Der synchrone Drehstrommotor stellt den klassischen Drehstrommotor da, weil er dem theoretischen Idealmodell am nächsten kommt. Jedoch ist seine Produktion aufwendiger als die des asynchronen Drehstrommotors, weswegen er in der Praxis auch weniger oft zum Einsatz kommt. Er besteht aus einem Stator, der das magnetische Drehfeld induziert, sowie aus einem Rotor, der entweder als Permanentmagnet oder Elektromagnet ausgelegt ist. Letztere Variante macht jedoch einen großen Vorteil des Drehstrommotors, nämlich den Verzicht auf Bürsten und Schleifkontakte, wieder zunichte und wird deswegen häufig vermieden.

Vor- und Nachteile des synchronen Drehstrommotors

Zu den Vorteilen des synchronen Drehstrommotors zählt vor allem zunächst sein äußerst hoher Wirkungsgrad. Speziell bei Motoren, deren Rotor als Permanentmagnet ausgelegt ist, kann der Wirkungsgrad bis zu 90 Prozent erreichen. Derart hohe Werte erreicht man ansonsten mit keiner anderen Variante des Elektromotors. Ein weiterer Vorteil ist die Tatsache, dass er wartungsfrei ist, zumindest sofern man auf einen elektrisch erregten Rotor verzichtet. Außerdem ist die Drehzahl des synchronen Drehstrommotors im Gegensatz zum asynchronen Drehstrommotor und zum Gleichstrommotor von der externen Belastung unabhängig, jedoch steigt der Strombedarf bei Erhöhung der externen Last exponentiell an.

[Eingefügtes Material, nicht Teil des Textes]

PR #5234, opened 2026-05-27
feat(custom_audience): support useInsertConfig toggle for UPDATE action

shekhar-rudder:
## Summary
- Adds `UpdateActionConfig` type with an optional `useInsertConfig` boolean, scoped to the update action slot only
- Extends `lookupActionConfig()` to substitute the insert config when `useInsertConfig` is true on the update action
- Routes `buildEndpointsByAction()` and `getBatchStrategy()` through `lookupActionConfig` so the substitution applies consistently to endpoint, method, requestBody template, batchSize, and fields
- No changes to INSERT or DELETE action processing

## Test plan
- [x] Unit tests in `utils.test.ts`: useInsertConfig true/false/absent, and missing insert config error
- [x] Unit test in `routerTransform.test.ts`: update events with useInsertConfig use insert config's endpoint, method, and template
- [x] Component test fixture (`useInsertConfigDestination`) and test case in `router/data.ts`
- [ ] CI passes

### DIFF
--- a/src/v0/destinations/custom_audience/utils.ts
+++ b/src/v0/destinations/custom_audience/utils.ts
@@ -22,6 +22,14 @@ export const lookupActionConfig = (
   if (!actionConfig) {
     throw new InstrumentationError(ERROR_MESSAGES.NO_ACTION_CONFIG(action));
   }
+  // When the update action opts into reusing the insert config, substitute it.
+  if (action === 'update' && destConfig.actions.update?.useInsertConfig) {
+    const insertConfig = destConfig.actions.insert;
+    if (!insertConfig) {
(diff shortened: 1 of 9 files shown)


src/v0/destinations/custom_audience/utils.ts
```diff
@@ -22,6 +22,14 @@ export const lookupActionConfig = (
   if (!actionConfig) {
```
ItsSudip, line 22: When useInsertConfig is true will then actions[update] will be defined as we need to use the insert action config?

shekhar-rudder: `useInsertConfig` is inside the update action so `actions[update]` will be defined. It is not a top level field

ItsSudip (approved):

PR #5251, opened 2026-06-03
feat: add support of recommended events to braze

ItsSudip:

Adds opt-in support for Braze's recommended ecommerce events (`ecommerce.*`) behind a new `useRecommendedEcommerceEvents` destination flag (default `false`). When enabled, 6 RudderStack ecommerce track events are mapped to Braze recommended event names:

| RudderStack event | Braze event | action |
|---|---|---|
| Product Viewed | `ecommerce.product_viewed` | — |
| Product Added | `ecommerce.cart_updated` | `add` |
| Product Removed | `ecommerce.cart_updated` | `remove` |
| Checkout Started | `ecommerce.checkout_started` | — |
| Order Completed | `ecommerce.order_placed` | — |
| Order Refunded | `ecommerce.order_refunded` | — |
| Order Cancelled | `ecommerce.order_cancelled` | — |

Implemented as a new `ecommerceUtil` module + per-event mapping JSONs, branched into `transform.ts` before the legacy `Order Completed` path.

Resolves INT-4302

Design and rationale: [Braze Ecommerce enhancement LLD](https://www.notion.so/36bf2b415dd0807193e4e7d2c636f702).

Only when `useRecommendedEcommerceEvents` is enabled:

1. `Order Completed` emits `ecommerce.order_placed` in `events[]` instead of the legacy `purchases[]`.
2. Unmapped event-level and per-product properties always flow to `metadata` — not gated by `sendPurchaseEventWithExtraProperties`.

Flag-off behavior is unchanged.

N/A

New Braze-specific module `src/v0/destinations/braze/ecommerceUtil.ts`:

- `getEcommerceMapping(eventName)` — RS event name → `{brazeEvent, action}`.
- `deriveSource(message)` — resolves to `'web' | 'ios' | 'android'`.
- `buildEcommerceEventProperties(...)` — runs `constructPayload` per-event, builds `products[]`, routes metadata, emits the validation counter.

No changes to shared `src/v0/util/`.

- Per-event mapping JSONs load at module init via `getMappingConfig`.
- Validation counter `braze_recommended_event_validation_warn` labels: `{destination_id, workspace_id, braze_event}` — bounded categorical. Fires at most once per event.

## Testing

- Unit: `ecommerceUtil.test.ts` covers mapping correctness, fallback chains, single-product wrapping, source derivation, metadata pass-through, and send-anyway validation.
- Integration: `test/integrations/destinations/braze/processor/data.ts` adds 8 fixtures — one per mapped event plus gap-field scenarios.
- Manual: validated against a local data plane → Braze test workspace via a Postman collection (happy paths, missing-required scenarios, new optional fields).

@coderabbitai review

<hr>

### Developer checklist

### Reviewer checklist


src/v0/destinations/braze/types.ts
```diff
@@ -175,6 +175,10 @@ export interface BrazeDestinationConfig {
   enableIdentifyForAnonymousUser?: boolean;
   blacklistedEvents?: string[];
   whitelistedEvents?: string[];
+  // When true, RS ecommerce track events are mapped to Braze recommended
+  // `ecommerce.*` events instead of legacy custom/purchase events.
+  // Single toggle gates both cloud and device-mode SDKs.
```
achettyiitr, line 180: Can we use [useEcommerceRecommendedEvents](https://github.com/rudderlabs/rudder-integrations-config/pull/2511).

src/v0/destinations/braze/data/ecommerce/CartUpdated.json
achettyiitr, line 1: Why do we have files prefix with BrazeCartUpdatedConfig? Can we keep CartUpdated?

achettyiitr: Can't we have this kind of format which is more cleaner?
```
src/v0/destinations/braze/data/
  BrazeUserAttributesConfig.json        # legacy, untouched
  ecommerce/
    ProductViewed.json
    CartUpdated.json
    CheckoutStarted.json
    OrderPlaced.json
    OrderRefunded.json
    OrderCancelled.json
    Product.json                        # shared nested product object
```

achettyiitr: config.ts can be mofidified to something like this:

```
// config.ts
BRAZE_CART_UPDATED:     { name: 'ecommerce/CartUpdated' },
BRAZE_PRODUCT_VIEWED:   { name: 'ecommerce/ProductViewed' },
// ...
BRAZE_ECOMMERCE_PRODUCT:{ name: 'ecommerce/Product' },
```

src/v0/destinations/braze/data/ecommerce/CartUpdated.json
```diff
@@ -0,0 +1,32 @@
...
+  {
+    "destKey": "cart_id",
+    "sourceKeys": "properties.cart_id",
+    "brazeRequired": true
+  },
+  {
+    "destKey": "total_value",
+    "sourceKeys": ["properties.total", "properties.value"],
+    "brazeRequired": false
+  },
```
achettyiitr, line 13: For others we have `["properties.total", "properties.revenue", "properties.value"]`, why revenue is not included?

achettyiitr, line 13: Doc says, it conditional?
https://www.braze.com/docs/developer_guide/analytics/logging_ecommerce_events/?tab=cart_updated#event-schemas

src/v0/destinations/braze/data/ecommerce/Product.json
achettyiitr, line 1: Didn't got the schema for this, rest others are present [here](https://www.braze.com/docs/developer_guide/analytics/logging_ecommerce_events/?tab=product_viewed)? Can you share the spec?

src/v0/destinations/braze/transform.ts
```diff
@@ -350,6 +351,35 @@ function processTrackEvent(
     }
   }
 
+  // New recommended-events path. Gated by destination config; falls through to legacy
+  // for unmapped events. Preserves attributes[] + dedup built above.
+  if (messageType === EventType.TRACK && destination.Config.useRecommendedEcommerceEvents) {
+    const ecomMapping = getEcommerceMapping(eventName);
+    if (ecomMapping) {
```
achettyiitr, line 358: It's better to throw an error in case the mapping does not exist rather then fallback to old code?

src/v0/destinations/braze/transform.ts
```diff
@@ -350,6 +351,35 @@ function processTrackEvent(
...
+        ecomMapping.action,
+        destination,
+      );
+      let ecomEvent: Record<string, unknown> = {
+        name: ecomMapping.brazeEvent,
+        time: timestamp,
+        properties: ecomProperties,
+      };
+      ecomEvent = setExternalIdOrAliasObject(ecomEvent, message);
+      ecomEvent = addAppId(ecomEvent, message);
```
achettyiitr, line 372: Didn't saw [spec](https://www.braze.com/docs/developer_guide/analytics/logging_ecommerce_events/?tab=cart_updated&subtab=cart_updated) mentioning anything about external_id, _update_existing_only, user_alias, app_id?

src/v0/destinations/braze/transform.ts
```diff
@@ -350,6 +351,35 @@ function processTrackEvent(
     }
   }
 
+  // New recommended-events path. Gated by destination config; falls through to legacy
+  // for unmapped events. Preserves attributes[] + dedup built above.
+  if (messageType === EventType.TRACK && destination.Config.useRecommendedEcommerceEvents) {
+    const ecomMapping = getEcommerceMapping(eventName);
+    if (ecomMapping) {
+      const { timestamp } = message;
```
achettyiitr, line 359: Do we need to check if timestamp is valid?

src/v0/destinations/braze/transform.ts
```diff
@@ -350,6 +351,35 @@ function processTrackEvent(
...
+      const ecomProperties = buildEcommerceEventProperties(
+        message,
+        ecomMapping.brazeEvent,
+        ecomMapping.action,
+        destination,
+      );
+      let ecomEvent: Record<string, unknown> = {
+        name: ecomMapping.brazeEvent,
+        time: timestamp,
+        properties: ecomProperties,
```
achettyiitr, line 369: `handleReservedProperties` is bypassed on the ecom path. The legacy custom-event path calls handleReservedProperties(properties) before building the payload; the ecom branch returns before reaching it. The mapped recommended-event keys are fixed/safe, but the metadata passthrough is freeform user data routed straight into the event properties. If Braze reserves any event-property names, an unmapped source key could collide unsanitized. → Confirm whether reserved-property handling should apply to metadata, or document why it's intentionally skipped.

src/v0/destinations/braze/ecommerceUtil.ts
```diff
@@ -0,0 +1,388 @@
...
+  const properties = (message.properties || {}) as Record<string, unknown>;
+  const hasExplicitProductsArray = Array.isArray(properties.products);
+
+  // Step 1+2: event-level field mapping.
+  const payload = (constructPayload(message, eventMapping) || {}) as EcommerceEventProperties;
+
+  // Step 3: products[] (skipped for product_viewed — flat, single-product event).
+  if (productMapping !== null) {
+    payload.products = buildProductsArray(message, brazeEvent, productMapping);
+  }
```
achettyiitr, line 435: How are we making sure that for an event with products required, validation is happening since we don't have it in the config?

src/v0/destinations/braze/data/ecommerce/CartUpdated.json
ItsSudip: Yes, `total_value` is required only for `action=replace`. Since this PR only emits `add`/`remove` (`Cart Viewed` / `Cart Updated` are intentionally unmapped per LLD — `cart_updated(replace)` overwrite-on-view was deemed too risky for v1), `total_value` is optional for our case — current config has `brazeRequired: false`, which is correct.

src/v0/destinations/braze/data/ecommerce/Product.json
ItsSudip: The shared per-product schema is embedded in each event's tab on the recommended events doc — same fields across the board: `product_id`, `product_name`, `variant_id`, `quantity`, `price` (required), `image_url`, `product_url`, `metadata` (optional). See for example the [`cart_updated` tab](https://www.braze.com/docs/developer_guide/analytics/logging_ecommerce_events/?tab=cart_updated#event-schemas) under `products[]`.

src/v0/destinations/braze/transform.ts
ItsSudip: The fallback is intentional. Two classes of events hit this path:

1. **Non-ecommerce RS events** (Page View, Login, Identify, etc.) — must continue as generic Braze custom events even when the flag is on.
2. **Intentionally-unmapped ecommerce events** (`Cart Viewed`, `Cart Updated`) — per the LLD decision (`cart_updated(replace)` overwrite-on-view semantics deemed too risky for v1), these continue as custom events under their original RS names.

Throwing would drop both. The flag scopes the new path to mapped events only and leaves everything else untouched.

src/v0/destinations/braze/transform.ts
ItsSudip: `external_id`, `user_alias`, `_update_existing_only`, `app_id` are `/users/track` request-envelope fields per Braze's [data ingestion API](https://www.braze.com/docs/api/endpoints/user_data/post_user_track) — not part of the recommended-event payload itself. The recommended-events spec describes what goes *inside* each `events[]` entry; the envelope wraps the whole batch and is required regardless of event type.

src/v0/destinations/braze/transform.ts
ItsSudip: The legacy custom-event path doesn't validate `message.timestamp` either — it's set by the gateway and assumed valid. Mirroring that here for consistency. If timestamp validation is needed it'd be a cross-destination concern handled at the gateway/dataplane layer.

src/v0/destinations/braze/ecommerceUtil.ts
ItsSudip: `products[]` validation is handled structurally in `emitValidationCounter` (ecommerceUtil.ts), not via the config. For product-bearing events (`productMapping !== null`), it checks whether `payload.products` is missing, empty, or any item has unresolved required fields — the same single per-event counter fires. `products` isn't listed as a config entry because the array's existence is structural to the event type, not a field-mapping concern.

src/v0/destinations/braze/transform.ts
ItsSudip: Good catch — addressed. `handleReservedProperties` now runs on the event-level metadata pass-through inside `buildEcommerceEventProperties`, so reserved keys (`time`, `event_name`) are stripped before they reach `payload.metadata`. Mapped fields aren't affected (none of them are reserved). Per-product `metadata` doesn't go through it since `time`/`event_name` aren't reserved at the product-object level. Added a unit test asserting the scrub.

achettyiitr (approved):

src/v0/destinations/braze/ecommerceUtil.ts
```diff
@@ -0,0 +1,475 @@
...
+// stays narrowed to `'add' | 'remove'`.
+const ECOMMERCE_ROUTED_ENTRIES: readonly EcommerceRoutedEntry[] = Object.values(
+  ConfigCategory,
+).filter((entry): entry is EcommerceRoutedCategory => 'brazeEvent' in entry);
+
+// Case-insensitive RS event name (lowercased, trimmed) → Braze mapping.
+const EVENT_NAME_TO_BRAZE: Record<string, EcommerceMapping> = Object.fromEntries(
+  ECOMMERCE_ROUTED_ENTRIES.flatMap((entry) =>
+    entry.rsEvents.map((rs) => [rs.name, { brazeEvent: entry.brazeEvent, action: rs.action }]),
+  ),
```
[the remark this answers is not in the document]
achettyiitr: Seems like a stale comment. We are already doing lower case when getEcommerceMapping. cc @ItsSudip

src/v0/destinations/braze/data/ecommerce/CartUpdated.json
ItsSudip: Updated

src/v0/destinations/braze/data/ecommerce/ProductViewed.json
```diff
@@ -0,0 +1,50 @@
...
+    "brazeRequired": true
+  },
+  {
+    "destKey": "product_name",
+    "sourceKeys": "properties.name",
+    "type": "String",
+    "brazeRequired": true
+  },
+  {
+    "destKey": "variant_id",
```
krishna2020, line 15: what's difference between product_id & variant_id from braze ? we are using same fields to map them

Ein bedeutender Nachteil hingegen ist der hohe Regelaufwand. Im Gegensatz zum Gleichstrommotor ist es nicht möglich, den synchronen Drehstrommotor ohne externe Beschaltung zu betreiben. Die dafür notwendige Leistungselektronik ist oftmals teurer als der Motor als solcher. Außerdem ist der Wirkungsgrad der Hochleistungs-Halbleiter bisher noch nicht sehr hoch, in diesem Bereich sind aber in Zukunft aufgrund intensiver Forschungen deutliche Verbesserungen zu erwarten.